─── SUPPLIED RECORDS ───

Issue #562, opened 2021-05-24
[Tracker] Issues related to external volumes usage


leelavg:
Hi,

I think below issues are ~good to have fix and so creating this issue to track them.

- [x] Delete external storage classes gracefully
- [x] Make use of `gluster_options` while actually mounting gluster volume
- [ ] Minimal testing wrt external cluster, can gluster be dockerized and used in CI to iron out issues similar to #468 and #540?
- [ ] Revisit kadalu-quotad for any incomplete implementation wrt current code ([native gluster rfc](https://kadalu.io/rfcs/0007-Using-GlusterFS-directory-quota-for-external-gluster-volumes.html))
- [x] Revisit xattr's code that is being set on external vols (#526)
- [ ] In general, prioritise or at-least take note of any incompatibilities that may be introduced after adding features to kadalu storage

I'll add logs to all of these if possible at the earliest.

PR #505, opened 2021-03-30
Implementaion of ListVolumes in Controller Service

leelavg:
- Limit max_entries at 30 if CO didn't set any limit
- Support of paging and max_entries
- Tested locally
- Update sanity debug manifests

PR #564, opened 2021-05-27
Fix listvolumes and external volume deletions

### LINKED ISSUE #553: Minor issue seen with ListVolumes
If a storage config is added, but there is no PVC request made from that volume, then we get below failure.

```
[Fail] Controller Service [Controller Server] ListVolumes [It] should return appropriate values (no optional values added) 
/go/csi-test-3.1.1/pkg/sanity/controller.go:187

[Fail] Controller Service [Controller Server] ListVolumes [It] check the presence of new volumes and absence of deleted ones in the volume list 
/go/csi-test-3.1.1/pkg/sanity/controller.go:215
```

Logs from csi-provisioner

```
[2021-05-22 05:49:04,754] ERROR [_server - 445:_call_behavior] - Exception calling application: [Errno 2] No such file or directory: '/mnt/add-brick/info'
  File "/kadalu/lib/python3.8/site-packages/grpc/_server.py", line 435, in _call_behavior
  File "/kadalu/controllerserver.py", line 393, in ListVolumes
    next(GEN)
  File "/kadalu/volumeutils.py", line 1158, in yield_list_of_pvcs
    for idx, value in enumerate(wrap_pvc(yield_pvc_from_hostvol)):
  File "/kadalu/volumeutils.py", line 1145, in wrap_pvc
    prev = next(gen)
  File "/kadalu/volumeutils.py", line 1135, in yield_pvc_from_hostvol
    yield from pvcs
  File "/kadalu/volumeutils.py", line 1116, in yield_pvc_from_mntdir
    for child in os.listdir(mntdir):
FileNotFoundError: [Errno 2] No such file or directory: '/mnt/add-brick/info'
```

leelavg:
- Fix no pvc and no hostvol scenario in listvols
- Corner case still exist due to latency in mount/configmap/ENOTCON etc
however there's little to nill ROI fixing those at the moment
- Handle external volume(~only sc & cm) deletion and this should fix multiple provisioner
restarts while deleting external vol

Fixes: #553
Updates: #505, #562

### DIFF
--- a/csi/controllerserver.py
+++ b/csi/controllerserver.py
@@ -7,10 +7,9 @@ import os
 import random
 import time
 
-import grpc
-
 import csi_pb2
 import csi_pb2_grpc
+import grpc
 from kadalulib import logf, send_analytics_tracker
 from volumeutils import (HOSTVOL_MOUNTDIR, PV_TYPE_SUBVOL, PV_TYPE_VIRTBLOCK,
                          check_external_volume, create_subdir_volume,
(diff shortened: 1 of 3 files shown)


leelavg:
Testing Performed:
- Calling ListVolumes with & without PVC, with & without hostvol, with external vol & kadalu native vols
- Delete kadalustorage with external vol & kadalu native vols + with & without hosting PVC

Observation:
- RPC methods may fail when called just after modification to cm/mount/server-pod changes etc (kinda expected)
- Deletion of kadalustorage when pvc exists deletes resources created from kadalu crd however the volume isn't deleted
- When we try to delete it again kubectl will throw and error (workaround may not be possible) as our source of truth is ConfigMap for most if not all the operations.

There are some minor observations but most of them is due to unavoidable latency.

amarts (approved):

PR #517, opened 2021-04-17
Publish manifest files, helm chart and kubectl-kadalu files to gh-pages

aravindavk:
Once published to `gh-pages` branch of this repo, those files will be
available as `https://kadalu.io/kadalu/downloads/<file-name>`

For example, https://kadalu.io/kadalu/downloads/kubectl-kadalu

Signed-off-by: Aravinda Vishwanathapura <aravinda@kadalu.io>

PR #565, opened 2021-05-27
[no ci] fix actions-gh-pages

leelavg:
As per [this run](https://github.com/kadalu/kadalu/runs/2681773839?check_suite_focus=true#step:13:15), this action seems to be picking absolute path by default


leelavg:
It's failed again, and it seems the action is cloning [gh-pages](https://github.com/kadalu/kadalu/runs/2693348647?check_suite_focus=true#step:13:39) branch.

Original assumption (#517) might be incorrect, need to relook.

───

EXERCISE INSTRUCTIONS>
Looking at the entries above, determine how many lines contain the word "gluster" and state only that number.

OUTPUT FOR THIS EXERCISE>
3